INPUT MATERIAL:
*** Block opens ***

Issue #7783, opened 2023-03-22
[Bug] pydeck widget tests fail


ajduberstein:
### Description

One of the unpinned dependencies in pydeck seems to be causing issues with the widget-specific tests. See #7781.

### Flavors

- [ ] React
- [X] Python/Jupyter notebook
- [ ] MapboxLayer
- [ ] GoogleMapsOverlay
- [ ] CartoLayer
- [ ] DeckLayer/DeckRenderer for ArcGIS

### Steps to Reproduce

`make test` or `make ci` e.g.  https://github.com/visgl/deck.gl/actions/runs/4482393204/jobs/7880901714

### Environment

- Framework version: pydeck 0.8.4b

donmccurdy:
As the tests have been disabled in #7784, I've changed the type of this issue from bug to chore and hope to look at fixing the test as part of the pydeck v9 release.

PR #7784, opened 2023-03-22
Skip widget tests temporarily

ajduberstein:
For #7783

#### Background

CI tests started failing: https://github.com/visgl/deck.gl/actions/runs/4482393204/jobs/7880901714 Error seems to be related to an ipywidgets dependency but this needs more investigation.

#### Change List
- Skips failing tests


bindings/pydeck/pydeck/_version.py
```diff
@@ -1 +1 @@
-__version__ = "0.8.0"
+__version__ = "0.8.0b4"
```
Jesus89, line 1: Why 0.8.0b4? I think it should be 0.8.1 in case a bump is needed here

Jesus89 (approved):

PR #7798, opened 2023-03-28
CARTO: data loading performance improvements

felixpalmer:
#### Background

The parsing of protobuffers is slower than it needs to be, due to the implementation iterating over large arrays of fixed size data, when it can just map the whole array into memory in some cases.

#### Change List
- Implement direct memory copy versions of `readPackedDouble` and `readPackedFixed64`
- Return the correct data structure from `TileReader` to avoid second pass to `unpackProperties`
- Speed up picking with spatial index layers by exploiting the tile/data heirarchy

### DIFF
--- a/modules/carto/src/layers/schema/carto-spatial-tile-loader.ts
+++ b/modules/carto/src/layers/schema/carto-spatial-tile-loader.ts
@@ -1,7 +1,7 @@
 import {LoaderOptions, LoaderWithParser} from '@loaders.gl/loader-utils';
 
 import {Tile, TileReader} from './carto-spatial-tile';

*** Block closes ***

WHAT THE TASK ASKS: An exact written copy of every entry is the required answer.

WORKED SOLUTION:
Issue #7783, opened 2023-03-22
[Bug] pydeck widget tests fail


ajduberstein:
### Description

One of the unpinned dependencies in pydeck seems to be causing issues with the widget-specific tests. See #7781.

### Flavors

- [ ] React
- [X] Python/Jupyter notebook
- [ ] MapboxLayer
- [ ] GoogleMapsOverlay
- [ ] CartoLayer
- [ ] DeckLayer/DeckRenderer for ArcGIS

### Steps to Reproduce

`make test` or `make ci` e.g.  https://github.com/visgl/deck.gl/actions/runs/4482393204/jobs/7880901714

### Environment

- Framework version: pydeck 0.8.4b

donmccurdy:
As the tests have been disabled in #7784, I've changed the type of this issue from bug to chore and hope to look at fixing the test as part of the pydeck v9 release.

PR #7784, opened 2023-03-22
Skip widget tests temporarily

ajduberstein:
For #7783

#### Background

CI tests started failing: https://github.com/visgl/deck.gl/actions/runs/4482393204/jobs/7880901714 Error seems to be related to an ipywidgets dependency but this needs more investigation.

#### Change List
- Skips failing tests


bindings/pydeck/pydeck/_version.py
```diff
@@ -1 +1 @@
-__version__ = "0.8.0"
+__version__ = "0.8.0b4"
```
Jesus89, line 1: Why 0.8.0b4? I think it should be 0.8.1 in case a bump is needed here

Jesus89 (approved):

PR #7798, opened 2023-03-28
CARTO: data loading performance improvements

felixpalmer:
#### Background

The parsing of protobuffers is slower than it needs to be, due to the implementation iterating over large arrays of fixed size data, when it can just map the whole array into memory in some cases.

#### Change List
- Implement direct memory copy versions of `readPackedDouble` and `readPackedFixed64`
- Return the correct data structure from `TileReader` to avoid second pass to `unpackProperties`
- Speed up picking with spatial index layers by exploiting the tile/data heirarchy

### DIFF
--- a/modules/carto/src/layers/schema/carto-spatial-tile-loader.ts
+++ b/modules/carto/src/layers/schema/carto-spatial-tile-loader.ts
@@ -1,7 +1,7 @@
 import {LoaderOptions, LoaderWithParser} from '@loaders.gl/loader-utils';
 
 import {Tile, TileReader} from './carto-spatial-tile';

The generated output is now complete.